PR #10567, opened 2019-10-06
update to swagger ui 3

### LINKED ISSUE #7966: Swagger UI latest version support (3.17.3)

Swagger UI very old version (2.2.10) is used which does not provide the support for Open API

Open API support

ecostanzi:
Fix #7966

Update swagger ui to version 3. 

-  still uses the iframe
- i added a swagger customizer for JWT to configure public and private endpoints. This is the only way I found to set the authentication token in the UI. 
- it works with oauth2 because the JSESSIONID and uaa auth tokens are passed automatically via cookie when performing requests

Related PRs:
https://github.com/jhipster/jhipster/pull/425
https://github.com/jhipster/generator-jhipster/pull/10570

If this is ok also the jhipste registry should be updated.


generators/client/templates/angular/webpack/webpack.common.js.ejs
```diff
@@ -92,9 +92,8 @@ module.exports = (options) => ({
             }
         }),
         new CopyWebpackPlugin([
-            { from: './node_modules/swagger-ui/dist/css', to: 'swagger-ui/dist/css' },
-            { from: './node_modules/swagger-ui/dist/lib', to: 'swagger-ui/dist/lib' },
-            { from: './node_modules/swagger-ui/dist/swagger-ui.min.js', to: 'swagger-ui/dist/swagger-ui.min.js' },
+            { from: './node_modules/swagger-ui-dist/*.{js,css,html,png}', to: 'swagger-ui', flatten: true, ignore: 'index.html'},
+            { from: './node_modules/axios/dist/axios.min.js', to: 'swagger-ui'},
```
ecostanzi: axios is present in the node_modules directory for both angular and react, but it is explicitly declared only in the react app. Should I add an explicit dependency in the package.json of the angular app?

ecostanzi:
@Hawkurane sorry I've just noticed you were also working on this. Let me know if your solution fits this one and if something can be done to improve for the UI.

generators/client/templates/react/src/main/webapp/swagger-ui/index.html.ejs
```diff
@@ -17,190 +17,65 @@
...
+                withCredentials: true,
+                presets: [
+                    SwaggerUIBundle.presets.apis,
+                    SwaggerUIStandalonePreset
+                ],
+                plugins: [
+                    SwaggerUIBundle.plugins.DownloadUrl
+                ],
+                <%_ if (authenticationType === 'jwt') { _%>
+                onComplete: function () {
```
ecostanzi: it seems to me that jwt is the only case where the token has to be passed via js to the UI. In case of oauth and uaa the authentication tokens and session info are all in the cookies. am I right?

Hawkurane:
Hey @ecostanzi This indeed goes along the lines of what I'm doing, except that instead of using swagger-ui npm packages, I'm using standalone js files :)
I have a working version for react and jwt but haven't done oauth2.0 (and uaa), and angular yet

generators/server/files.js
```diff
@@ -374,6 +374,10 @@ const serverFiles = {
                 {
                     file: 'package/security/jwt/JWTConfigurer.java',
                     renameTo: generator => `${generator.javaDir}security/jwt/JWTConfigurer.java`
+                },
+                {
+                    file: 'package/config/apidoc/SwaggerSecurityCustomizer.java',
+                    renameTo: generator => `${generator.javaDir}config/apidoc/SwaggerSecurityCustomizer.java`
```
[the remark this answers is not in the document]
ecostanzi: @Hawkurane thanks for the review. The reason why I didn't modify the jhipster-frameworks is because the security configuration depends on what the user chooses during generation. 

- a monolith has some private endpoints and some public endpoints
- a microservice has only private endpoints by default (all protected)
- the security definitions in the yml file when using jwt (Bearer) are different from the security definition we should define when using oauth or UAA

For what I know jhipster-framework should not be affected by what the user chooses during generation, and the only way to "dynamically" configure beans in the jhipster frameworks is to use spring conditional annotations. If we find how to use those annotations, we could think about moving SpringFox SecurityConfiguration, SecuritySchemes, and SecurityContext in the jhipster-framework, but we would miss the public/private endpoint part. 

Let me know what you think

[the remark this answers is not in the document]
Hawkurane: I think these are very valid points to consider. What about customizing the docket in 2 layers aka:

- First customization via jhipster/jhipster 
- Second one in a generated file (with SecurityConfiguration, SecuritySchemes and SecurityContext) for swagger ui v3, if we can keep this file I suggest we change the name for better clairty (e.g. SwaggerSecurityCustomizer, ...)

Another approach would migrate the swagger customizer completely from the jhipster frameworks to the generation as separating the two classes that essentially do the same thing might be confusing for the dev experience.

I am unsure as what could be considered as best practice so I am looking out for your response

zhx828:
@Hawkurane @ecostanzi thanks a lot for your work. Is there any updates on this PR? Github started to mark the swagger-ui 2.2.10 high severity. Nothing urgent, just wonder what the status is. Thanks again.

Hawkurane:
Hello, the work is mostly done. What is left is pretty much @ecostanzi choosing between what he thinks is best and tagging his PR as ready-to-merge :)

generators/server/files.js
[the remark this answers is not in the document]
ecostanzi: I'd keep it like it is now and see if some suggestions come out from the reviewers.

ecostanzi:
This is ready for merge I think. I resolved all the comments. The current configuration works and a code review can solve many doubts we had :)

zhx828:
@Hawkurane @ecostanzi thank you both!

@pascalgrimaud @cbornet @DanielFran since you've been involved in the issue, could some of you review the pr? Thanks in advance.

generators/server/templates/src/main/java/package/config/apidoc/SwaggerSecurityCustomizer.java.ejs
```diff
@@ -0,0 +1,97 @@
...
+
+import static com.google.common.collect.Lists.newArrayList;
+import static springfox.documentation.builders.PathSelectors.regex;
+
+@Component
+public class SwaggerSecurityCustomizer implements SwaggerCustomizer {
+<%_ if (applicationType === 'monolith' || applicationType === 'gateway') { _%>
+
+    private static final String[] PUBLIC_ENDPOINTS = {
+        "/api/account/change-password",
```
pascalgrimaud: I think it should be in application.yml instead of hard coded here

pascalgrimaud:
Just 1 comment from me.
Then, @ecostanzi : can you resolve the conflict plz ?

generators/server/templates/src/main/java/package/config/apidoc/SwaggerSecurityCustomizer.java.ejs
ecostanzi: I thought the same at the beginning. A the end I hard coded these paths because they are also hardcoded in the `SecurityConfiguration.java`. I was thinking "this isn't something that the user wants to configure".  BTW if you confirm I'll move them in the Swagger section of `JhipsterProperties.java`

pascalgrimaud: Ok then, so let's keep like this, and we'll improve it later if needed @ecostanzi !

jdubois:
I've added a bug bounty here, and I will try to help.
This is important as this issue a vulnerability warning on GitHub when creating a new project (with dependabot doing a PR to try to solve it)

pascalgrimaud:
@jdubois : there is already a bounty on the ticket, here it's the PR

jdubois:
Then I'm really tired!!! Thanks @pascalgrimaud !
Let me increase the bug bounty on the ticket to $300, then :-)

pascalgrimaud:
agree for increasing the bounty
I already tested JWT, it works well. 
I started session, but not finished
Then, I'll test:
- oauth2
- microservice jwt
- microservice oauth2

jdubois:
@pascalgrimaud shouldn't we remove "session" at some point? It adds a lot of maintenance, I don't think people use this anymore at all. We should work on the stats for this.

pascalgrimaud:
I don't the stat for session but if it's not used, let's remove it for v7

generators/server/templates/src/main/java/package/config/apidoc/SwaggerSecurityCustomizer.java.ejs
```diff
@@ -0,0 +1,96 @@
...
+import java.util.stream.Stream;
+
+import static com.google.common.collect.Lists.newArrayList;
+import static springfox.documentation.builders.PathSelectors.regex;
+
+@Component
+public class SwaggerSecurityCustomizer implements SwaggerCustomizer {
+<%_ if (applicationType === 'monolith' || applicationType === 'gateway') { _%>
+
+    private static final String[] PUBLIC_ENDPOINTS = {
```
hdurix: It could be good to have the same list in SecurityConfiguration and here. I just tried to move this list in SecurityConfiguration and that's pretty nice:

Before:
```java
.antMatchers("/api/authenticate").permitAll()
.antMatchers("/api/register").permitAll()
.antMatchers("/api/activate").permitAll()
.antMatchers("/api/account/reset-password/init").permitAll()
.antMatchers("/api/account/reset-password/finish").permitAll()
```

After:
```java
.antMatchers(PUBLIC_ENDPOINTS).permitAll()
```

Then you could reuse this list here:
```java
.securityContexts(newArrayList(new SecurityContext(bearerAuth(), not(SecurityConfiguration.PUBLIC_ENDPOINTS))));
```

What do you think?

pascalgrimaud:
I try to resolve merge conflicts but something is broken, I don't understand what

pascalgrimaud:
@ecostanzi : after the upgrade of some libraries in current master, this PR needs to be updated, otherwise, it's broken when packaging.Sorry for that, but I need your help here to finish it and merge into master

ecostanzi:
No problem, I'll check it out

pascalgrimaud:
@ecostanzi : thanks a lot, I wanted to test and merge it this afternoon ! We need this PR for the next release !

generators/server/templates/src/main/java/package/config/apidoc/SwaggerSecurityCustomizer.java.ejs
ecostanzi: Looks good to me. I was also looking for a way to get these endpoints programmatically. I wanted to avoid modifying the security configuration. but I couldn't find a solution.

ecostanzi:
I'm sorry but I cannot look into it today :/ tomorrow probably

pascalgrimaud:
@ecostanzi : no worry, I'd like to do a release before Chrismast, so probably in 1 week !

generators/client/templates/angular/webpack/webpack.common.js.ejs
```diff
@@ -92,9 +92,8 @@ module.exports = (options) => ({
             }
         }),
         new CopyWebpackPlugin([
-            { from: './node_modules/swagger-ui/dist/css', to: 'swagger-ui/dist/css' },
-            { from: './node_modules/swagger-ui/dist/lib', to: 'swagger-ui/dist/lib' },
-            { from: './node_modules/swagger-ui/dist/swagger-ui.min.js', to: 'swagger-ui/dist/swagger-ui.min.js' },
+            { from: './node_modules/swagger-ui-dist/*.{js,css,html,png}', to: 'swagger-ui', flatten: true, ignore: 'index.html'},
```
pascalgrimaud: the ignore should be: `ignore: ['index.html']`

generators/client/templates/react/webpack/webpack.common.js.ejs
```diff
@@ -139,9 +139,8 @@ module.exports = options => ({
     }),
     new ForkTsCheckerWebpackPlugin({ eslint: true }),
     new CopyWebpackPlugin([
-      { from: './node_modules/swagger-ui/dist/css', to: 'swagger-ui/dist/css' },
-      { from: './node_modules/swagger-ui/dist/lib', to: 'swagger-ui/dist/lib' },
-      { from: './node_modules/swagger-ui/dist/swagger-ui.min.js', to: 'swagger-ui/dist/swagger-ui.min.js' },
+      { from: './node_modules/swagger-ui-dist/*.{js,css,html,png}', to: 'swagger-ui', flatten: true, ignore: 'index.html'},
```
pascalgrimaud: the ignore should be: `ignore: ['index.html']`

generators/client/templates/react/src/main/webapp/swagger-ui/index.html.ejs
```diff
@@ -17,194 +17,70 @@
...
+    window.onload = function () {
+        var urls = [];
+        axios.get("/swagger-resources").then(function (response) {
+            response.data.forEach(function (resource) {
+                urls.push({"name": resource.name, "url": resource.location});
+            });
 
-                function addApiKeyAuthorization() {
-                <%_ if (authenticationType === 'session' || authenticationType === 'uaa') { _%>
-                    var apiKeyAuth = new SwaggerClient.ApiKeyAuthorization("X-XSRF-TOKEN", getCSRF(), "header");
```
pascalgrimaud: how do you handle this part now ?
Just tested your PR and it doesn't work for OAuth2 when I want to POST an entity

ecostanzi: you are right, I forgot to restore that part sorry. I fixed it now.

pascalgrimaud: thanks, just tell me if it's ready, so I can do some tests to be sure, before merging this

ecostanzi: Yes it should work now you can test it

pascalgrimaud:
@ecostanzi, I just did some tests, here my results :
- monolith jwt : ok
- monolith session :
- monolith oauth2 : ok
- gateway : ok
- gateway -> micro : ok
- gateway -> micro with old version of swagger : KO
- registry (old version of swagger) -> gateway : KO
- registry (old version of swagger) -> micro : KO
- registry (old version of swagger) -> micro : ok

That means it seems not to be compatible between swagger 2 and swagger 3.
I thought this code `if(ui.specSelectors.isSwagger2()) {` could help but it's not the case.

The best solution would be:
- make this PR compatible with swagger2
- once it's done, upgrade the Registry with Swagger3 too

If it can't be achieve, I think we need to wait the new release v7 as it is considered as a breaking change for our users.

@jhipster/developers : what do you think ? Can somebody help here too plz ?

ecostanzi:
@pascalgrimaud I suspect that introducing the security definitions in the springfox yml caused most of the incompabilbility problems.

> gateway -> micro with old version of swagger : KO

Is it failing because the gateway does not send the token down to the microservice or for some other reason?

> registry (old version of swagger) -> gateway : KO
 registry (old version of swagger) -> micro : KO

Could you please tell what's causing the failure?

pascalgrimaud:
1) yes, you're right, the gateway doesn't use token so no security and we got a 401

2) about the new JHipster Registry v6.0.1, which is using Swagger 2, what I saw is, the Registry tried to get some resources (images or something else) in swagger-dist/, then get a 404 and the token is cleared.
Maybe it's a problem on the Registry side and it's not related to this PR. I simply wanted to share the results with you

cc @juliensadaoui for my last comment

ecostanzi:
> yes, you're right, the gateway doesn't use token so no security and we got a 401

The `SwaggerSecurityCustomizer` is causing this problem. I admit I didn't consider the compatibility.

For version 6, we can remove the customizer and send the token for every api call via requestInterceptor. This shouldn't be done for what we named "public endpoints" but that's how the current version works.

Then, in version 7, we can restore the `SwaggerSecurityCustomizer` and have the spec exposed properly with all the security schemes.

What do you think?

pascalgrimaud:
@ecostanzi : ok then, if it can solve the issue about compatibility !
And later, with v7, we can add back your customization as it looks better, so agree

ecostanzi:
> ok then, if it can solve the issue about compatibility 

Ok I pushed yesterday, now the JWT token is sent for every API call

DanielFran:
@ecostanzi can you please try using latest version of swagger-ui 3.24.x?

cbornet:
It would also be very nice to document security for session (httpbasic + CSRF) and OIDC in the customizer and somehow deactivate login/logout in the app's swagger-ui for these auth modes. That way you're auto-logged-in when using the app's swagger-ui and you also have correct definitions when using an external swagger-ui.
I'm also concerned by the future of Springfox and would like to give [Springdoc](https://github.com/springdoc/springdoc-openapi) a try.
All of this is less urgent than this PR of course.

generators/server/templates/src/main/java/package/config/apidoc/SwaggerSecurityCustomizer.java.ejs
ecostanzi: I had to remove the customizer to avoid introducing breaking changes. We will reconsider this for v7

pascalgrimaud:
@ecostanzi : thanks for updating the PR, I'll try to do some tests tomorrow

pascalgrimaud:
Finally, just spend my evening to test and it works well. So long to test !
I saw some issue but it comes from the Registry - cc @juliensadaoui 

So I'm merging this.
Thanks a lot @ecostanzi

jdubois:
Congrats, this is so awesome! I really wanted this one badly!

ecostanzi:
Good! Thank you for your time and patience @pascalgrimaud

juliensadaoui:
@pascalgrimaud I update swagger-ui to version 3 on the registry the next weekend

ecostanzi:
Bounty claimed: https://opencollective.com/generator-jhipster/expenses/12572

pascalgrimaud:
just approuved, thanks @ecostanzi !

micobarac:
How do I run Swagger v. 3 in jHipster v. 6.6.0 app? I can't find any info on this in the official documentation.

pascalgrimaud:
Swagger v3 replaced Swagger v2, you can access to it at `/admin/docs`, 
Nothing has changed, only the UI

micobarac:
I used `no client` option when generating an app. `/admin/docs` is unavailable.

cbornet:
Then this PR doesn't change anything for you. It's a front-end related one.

Exercise:
Retype every line of the listing, word for word, from its opening line to the line that holds "Update swagger ui to version 3.", and include that last line too.

Answer section:
PR #10567, opened 2019-10-06
update to swagger ui 3

### LINKED ISSUE #7966: Swagger UI latest version support (3.17.3)

Swagger UI very old version (2.2.10) is used which does not provide the support for Open API

Open API support

ecostanzi:
Fix #7966

Update swagger ui to version 3. 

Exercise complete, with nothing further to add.